PR #4334, opened 2017-02-26
Fixes #18638 - add sass support to webpack

matanwerbner:
This will allow us to use sass in from webpack modules using require()

### DIFF
--- a/config/webpack.config.js
+++ b/config/webpack.config.js
@@ -48,6 +48,13 @@ var config = {
       {
         test: /(\.png|\.gif)$/,
         loader: "url-loader?limit=32767"
+      },
+      {
+        test: /\.scss$/,
+        loader: ExtractTextPlugin.extract(
+          'style-loader', // The backup style loader
+          'css-loader?sourceMap!sass-loader?sourceMap'
+        )
       }
     ]
   },
--- a/webpack/assets/javascripts/react_app/components/hosts/PowerStatus.js
+++ b/webpack/assets/javascripts/react_app/components/hosts/PowerStatus.js
@@ -1,6 +1,6 @@
 import React from 'react';
 import Loader from '../common/Loader';
-import './PowerStatus.css';
+import './PowerStatus.scss';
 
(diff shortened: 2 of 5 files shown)


webpack/assets/javascripts/react_app/components/hosts/PowerStatus.js
```diff
@@ -1,6 +1,6 @@
 import React from 'react';
 import Loader from '../common/Loader';
-import './PowerStatus.css';
+import './PowerStatus.scss';
```
ohadlevy, line 3: not related to this pr?

matanwerbner: i put it in as a kind of test to see that scss import works.

config/webpack.config.js
```diff
@@ -48,6 +48,13 @@ var config = {
       {
         test: /(\.png|\.gif)$/,
         loader: "url-loader?limit=32767"
+      },
+      {
+        test: /\.scss$/,
+        loader: ExtractTextPlugin.extract(
+          'style', // The backup style loader
```
tbrisker: shouldn't this be 'style-loader'? Or is the loader above (for regular css) incorrect?

matanwerbner: from webpack documentation:

> By convention, though not required, loaders are usually named as XXX-loader, where XXX is the context name. For example, json-loader.
> You may reference loaders by its full (actual) name (e.g. json-loader), or by its shorthand name (e.g. json).

in webpack2 the "loader" appendix is mandatory, so i will change my code

tbrisker: Let's be consistent then, since others are `-loader` please use that for now and open another PR to remove them if you prefer.

tbrisker (changes requested):

matanwerbner:
done. anything else guys? @ohadlevy ?

tbrisker (approved):

ohadlevy (approved):

tbrisker:
Thanks @matanwerbner !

▶ **INSTRUCTIONS FOR THE TASK**
Please print exactly the lines from the one containing "name (e.g. json)." through the last line of the material.

▶ **ANSWER TO THE PROBLEM**
> You may reference loaders by its full (actual) name (e.g. json-loader), or by its shorthand name (e.g. json).

in webpack2 the "loader" appendix is mandatory, so i will change my code

tbrisker: Let's be consistent then, since others are `-loader` please use that for now and open another PR to remove them if you prefer.

tbrisker (changes requested):

matanwerbner:
done. anything else guys? @ohadlevy ?

tbrisker (approved):

ohadlevy (approved):

tbrisker:
Thanks @matanwerbner !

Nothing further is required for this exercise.